Read through the data and report every line in which the word "nUri" occurs.
RECORDS FOR PROCESSING below:
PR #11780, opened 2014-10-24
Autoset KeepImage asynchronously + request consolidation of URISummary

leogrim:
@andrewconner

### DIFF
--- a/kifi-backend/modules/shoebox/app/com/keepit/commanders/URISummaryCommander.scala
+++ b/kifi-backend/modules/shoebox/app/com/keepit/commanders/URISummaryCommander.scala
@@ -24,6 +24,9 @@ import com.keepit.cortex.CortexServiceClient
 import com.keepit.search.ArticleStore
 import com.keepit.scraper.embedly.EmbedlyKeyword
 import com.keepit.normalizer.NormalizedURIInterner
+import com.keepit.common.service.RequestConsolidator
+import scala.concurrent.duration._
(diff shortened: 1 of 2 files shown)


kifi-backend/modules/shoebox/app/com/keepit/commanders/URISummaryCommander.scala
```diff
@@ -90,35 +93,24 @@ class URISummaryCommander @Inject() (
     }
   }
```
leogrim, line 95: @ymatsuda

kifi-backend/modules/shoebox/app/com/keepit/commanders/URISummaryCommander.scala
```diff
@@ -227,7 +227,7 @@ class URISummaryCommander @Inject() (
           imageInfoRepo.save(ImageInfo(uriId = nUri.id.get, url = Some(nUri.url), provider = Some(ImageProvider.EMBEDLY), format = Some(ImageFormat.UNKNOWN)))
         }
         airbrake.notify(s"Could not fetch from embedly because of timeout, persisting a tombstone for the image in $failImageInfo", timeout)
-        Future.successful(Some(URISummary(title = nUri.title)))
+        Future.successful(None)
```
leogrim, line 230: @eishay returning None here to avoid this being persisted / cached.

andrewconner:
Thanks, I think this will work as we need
End of RECORDS FOR PROCESSING.
RECORDS FOR PROCESSING below:
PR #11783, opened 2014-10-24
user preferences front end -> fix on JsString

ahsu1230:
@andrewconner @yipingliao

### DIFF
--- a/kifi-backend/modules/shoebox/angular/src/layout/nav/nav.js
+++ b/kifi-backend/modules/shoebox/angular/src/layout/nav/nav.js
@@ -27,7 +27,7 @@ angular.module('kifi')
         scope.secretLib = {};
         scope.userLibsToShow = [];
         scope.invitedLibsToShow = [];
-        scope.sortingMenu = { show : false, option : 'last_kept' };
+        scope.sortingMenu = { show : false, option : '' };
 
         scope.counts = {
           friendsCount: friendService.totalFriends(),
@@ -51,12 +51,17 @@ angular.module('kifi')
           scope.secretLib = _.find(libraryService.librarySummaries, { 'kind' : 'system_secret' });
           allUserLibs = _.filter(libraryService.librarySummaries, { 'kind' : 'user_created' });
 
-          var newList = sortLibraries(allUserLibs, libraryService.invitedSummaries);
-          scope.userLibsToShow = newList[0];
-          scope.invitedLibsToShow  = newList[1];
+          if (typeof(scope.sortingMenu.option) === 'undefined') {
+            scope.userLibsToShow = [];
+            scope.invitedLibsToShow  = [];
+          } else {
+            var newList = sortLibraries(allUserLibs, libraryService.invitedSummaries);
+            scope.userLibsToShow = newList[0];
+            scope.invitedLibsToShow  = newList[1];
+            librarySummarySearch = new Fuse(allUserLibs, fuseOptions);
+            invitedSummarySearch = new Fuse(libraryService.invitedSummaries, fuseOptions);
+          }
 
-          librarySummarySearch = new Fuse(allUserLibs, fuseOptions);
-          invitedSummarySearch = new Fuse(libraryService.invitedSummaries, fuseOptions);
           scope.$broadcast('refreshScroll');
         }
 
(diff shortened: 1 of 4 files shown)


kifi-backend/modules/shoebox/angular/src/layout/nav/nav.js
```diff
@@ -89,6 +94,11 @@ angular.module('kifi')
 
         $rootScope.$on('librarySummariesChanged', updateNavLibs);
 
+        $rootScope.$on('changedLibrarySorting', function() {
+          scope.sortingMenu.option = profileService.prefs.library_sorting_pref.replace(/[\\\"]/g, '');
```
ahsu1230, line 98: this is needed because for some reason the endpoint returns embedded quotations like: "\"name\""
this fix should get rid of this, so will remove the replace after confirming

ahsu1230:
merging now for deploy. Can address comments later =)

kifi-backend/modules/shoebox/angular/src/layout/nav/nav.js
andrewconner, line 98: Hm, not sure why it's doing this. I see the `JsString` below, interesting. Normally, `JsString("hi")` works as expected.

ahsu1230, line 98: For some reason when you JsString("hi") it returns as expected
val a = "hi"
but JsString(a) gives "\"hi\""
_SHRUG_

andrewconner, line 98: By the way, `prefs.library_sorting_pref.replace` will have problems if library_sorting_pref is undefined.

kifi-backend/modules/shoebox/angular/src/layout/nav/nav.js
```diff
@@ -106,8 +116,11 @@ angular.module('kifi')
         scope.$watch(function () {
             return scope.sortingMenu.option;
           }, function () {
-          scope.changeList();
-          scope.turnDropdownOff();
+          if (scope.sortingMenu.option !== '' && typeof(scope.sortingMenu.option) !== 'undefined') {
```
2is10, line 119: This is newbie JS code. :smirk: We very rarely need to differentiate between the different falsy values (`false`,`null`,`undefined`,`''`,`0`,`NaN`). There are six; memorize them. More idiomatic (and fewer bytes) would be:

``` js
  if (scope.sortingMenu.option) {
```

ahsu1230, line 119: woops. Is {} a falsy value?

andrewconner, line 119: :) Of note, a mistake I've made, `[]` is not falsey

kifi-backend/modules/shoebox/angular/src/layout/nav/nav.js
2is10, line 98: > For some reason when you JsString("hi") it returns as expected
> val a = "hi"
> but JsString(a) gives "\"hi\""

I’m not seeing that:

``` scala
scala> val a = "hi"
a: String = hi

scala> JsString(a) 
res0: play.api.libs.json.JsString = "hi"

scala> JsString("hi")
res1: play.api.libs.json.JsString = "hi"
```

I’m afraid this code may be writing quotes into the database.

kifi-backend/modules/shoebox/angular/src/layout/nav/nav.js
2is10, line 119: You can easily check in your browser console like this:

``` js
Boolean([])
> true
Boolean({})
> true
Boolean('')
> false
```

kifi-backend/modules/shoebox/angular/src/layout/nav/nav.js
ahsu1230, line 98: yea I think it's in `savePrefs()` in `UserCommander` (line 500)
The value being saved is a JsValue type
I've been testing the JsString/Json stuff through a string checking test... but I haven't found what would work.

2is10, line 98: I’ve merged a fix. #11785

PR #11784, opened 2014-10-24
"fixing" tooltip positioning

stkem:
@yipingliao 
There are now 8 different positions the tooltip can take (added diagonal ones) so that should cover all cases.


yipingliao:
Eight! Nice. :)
End of RECORDS FOR PROCESSING.
RECORDS FOR PROCESSING below:
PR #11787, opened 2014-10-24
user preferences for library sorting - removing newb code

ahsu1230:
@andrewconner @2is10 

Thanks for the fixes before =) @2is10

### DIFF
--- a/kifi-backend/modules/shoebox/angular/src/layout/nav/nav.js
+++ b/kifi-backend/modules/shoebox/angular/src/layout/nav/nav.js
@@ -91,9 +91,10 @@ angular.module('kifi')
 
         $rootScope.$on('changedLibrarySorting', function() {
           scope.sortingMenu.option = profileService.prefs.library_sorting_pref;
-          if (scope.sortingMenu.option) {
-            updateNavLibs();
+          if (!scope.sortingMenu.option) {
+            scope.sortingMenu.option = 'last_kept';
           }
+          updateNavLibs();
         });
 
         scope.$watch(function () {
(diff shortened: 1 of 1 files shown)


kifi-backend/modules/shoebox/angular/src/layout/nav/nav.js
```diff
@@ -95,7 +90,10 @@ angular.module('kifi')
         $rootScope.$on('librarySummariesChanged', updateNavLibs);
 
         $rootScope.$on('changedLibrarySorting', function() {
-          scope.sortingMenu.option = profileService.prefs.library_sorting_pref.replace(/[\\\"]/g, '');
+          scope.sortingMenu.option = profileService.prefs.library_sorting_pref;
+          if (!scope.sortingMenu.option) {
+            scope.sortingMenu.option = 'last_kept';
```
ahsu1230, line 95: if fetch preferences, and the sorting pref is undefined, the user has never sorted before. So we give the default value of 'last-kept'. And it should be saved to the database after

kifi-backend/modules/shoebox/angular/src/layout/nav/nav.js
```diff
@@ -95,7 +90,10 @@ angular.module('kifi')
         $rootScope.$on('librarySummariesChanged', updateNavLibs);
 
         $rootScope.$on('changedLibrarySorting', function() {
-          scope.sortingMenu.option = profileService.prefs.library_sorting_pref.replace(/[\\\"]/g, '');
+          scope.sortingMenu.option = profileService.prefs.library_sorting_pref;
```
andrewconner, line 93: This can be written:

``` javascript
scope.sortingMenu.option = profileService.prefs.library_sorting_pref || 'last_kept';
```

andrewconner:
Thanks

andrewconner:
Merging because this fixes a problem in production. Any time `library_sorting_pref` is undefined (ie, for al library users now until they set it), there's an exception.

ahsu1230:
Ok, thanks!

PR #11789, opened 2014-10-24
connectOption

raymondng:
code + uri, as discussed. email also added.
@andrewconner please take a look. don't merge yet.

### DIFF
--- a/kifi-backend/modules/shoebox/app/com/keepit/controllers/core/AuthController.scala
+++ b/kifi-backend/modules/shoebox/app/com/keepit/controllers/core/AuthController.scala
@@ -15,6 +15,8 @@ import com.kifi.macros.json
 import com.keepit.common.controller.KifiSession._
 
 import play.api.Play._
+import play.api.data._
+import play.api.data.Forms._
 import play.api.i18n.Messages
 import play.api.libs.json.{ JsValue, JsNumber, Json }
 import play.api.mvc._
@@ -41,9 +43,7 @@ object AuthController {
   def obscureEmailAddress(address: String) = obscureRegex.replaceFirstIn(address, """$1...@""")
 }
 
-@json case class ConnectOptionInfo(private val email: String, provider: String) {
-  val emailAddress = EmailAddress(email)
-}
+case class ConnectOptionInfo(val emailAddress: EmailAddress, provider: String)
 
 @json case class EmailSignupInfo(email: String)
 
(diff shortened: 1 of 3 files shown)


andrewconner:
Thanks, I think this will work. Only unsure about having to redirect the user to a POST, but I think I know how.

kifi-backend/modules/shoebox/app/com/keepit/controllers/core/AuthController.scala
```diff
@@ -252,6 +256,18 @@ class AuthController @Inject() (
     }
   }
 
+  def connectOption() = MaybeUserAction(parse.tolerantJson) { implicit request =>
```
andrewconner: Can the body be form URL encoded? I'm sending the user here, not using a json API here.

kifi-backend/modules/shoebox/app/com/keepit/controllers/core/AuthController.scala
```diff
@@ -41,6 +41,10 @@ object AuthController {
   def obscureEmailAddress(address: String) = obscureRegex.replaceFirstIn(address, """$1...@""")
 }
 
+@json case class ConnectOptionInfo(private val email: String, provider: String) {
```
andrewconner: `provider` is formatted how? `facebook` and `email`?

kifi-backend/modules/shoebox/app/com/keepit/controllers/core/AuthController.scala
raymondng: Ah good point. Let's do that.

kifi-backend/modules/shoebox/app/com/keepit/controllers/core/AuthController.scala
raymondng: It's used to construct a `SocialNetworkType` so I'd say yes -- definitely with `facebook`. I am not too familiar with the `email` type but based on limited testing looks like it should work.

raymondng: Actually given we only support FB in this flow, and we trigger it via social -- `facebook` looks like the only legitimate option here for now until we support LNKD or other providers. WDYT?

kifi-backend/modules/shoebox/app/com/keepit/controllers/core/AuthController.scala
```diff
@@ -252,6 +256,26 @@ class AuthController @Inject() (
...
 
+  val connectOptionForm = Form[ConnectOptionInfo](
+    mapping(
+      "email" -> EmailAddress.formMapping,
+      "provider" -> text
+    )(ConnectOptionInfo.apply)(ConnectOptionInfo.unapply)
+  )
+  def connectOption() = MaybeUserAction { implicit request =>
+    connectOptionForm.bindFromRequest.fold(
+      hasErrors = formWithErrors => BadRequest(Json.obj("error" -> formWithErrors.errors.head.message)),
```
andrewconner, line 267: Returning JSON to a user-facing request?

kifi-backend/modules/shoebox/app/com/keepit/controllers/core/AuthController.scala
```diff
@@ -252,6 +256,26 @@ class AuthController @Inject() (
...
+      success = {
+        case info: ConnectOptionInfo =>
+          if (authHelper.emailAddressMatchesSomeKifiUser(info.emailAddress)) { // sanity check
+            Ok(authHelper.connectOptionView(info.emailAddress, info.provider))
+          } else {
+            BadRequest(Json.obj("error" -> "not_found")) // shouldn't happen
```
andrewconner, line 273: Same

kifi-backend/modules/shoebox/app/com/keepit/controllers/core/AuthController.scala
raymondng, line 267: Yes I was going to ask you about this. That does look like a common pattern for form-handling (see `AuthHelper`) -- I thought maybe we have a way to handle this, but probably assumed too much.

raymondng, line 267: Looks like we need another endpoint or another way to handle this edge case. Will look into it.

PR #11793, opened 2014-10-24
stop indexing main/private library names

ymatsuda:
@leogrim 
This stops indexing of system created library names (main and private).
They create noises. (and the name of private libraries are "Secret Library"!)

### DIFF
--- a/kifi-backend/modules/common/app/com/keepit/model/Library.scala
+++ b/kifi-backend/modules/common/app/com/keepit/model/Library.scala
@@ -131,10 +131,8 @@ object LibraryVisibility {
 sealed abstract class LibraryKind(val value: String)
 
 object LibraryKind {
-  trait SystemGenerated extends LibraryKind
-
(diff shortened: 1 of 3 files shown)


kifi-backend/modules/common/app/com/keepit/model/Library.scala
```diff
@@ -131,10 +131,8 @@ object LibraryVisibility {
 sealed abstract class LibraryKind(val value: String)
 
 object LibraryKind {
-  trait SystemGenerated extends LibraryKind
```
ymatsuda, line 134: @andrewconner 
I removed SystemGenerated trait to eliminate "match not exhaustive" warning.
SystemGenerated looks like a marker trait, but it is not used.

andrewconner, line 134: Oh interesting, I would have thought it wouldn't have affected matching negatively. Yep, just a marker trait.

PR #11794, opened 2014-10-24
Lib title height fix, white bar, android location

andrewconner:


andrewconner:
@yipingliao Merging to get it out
End of RECORDS FOR PROCESSING.
» EXERCISE SOLUTION:
           imageInfoRepo.save(ImageInfo(uriId = nUri.id.get, url = Some(nUri.url), provider = Some(ImageProvider.EMBEDLY), format = Some(ImageFormat.UNKNOWN)))
-        Future.successful(Some(URISummary(title = nUri.title)))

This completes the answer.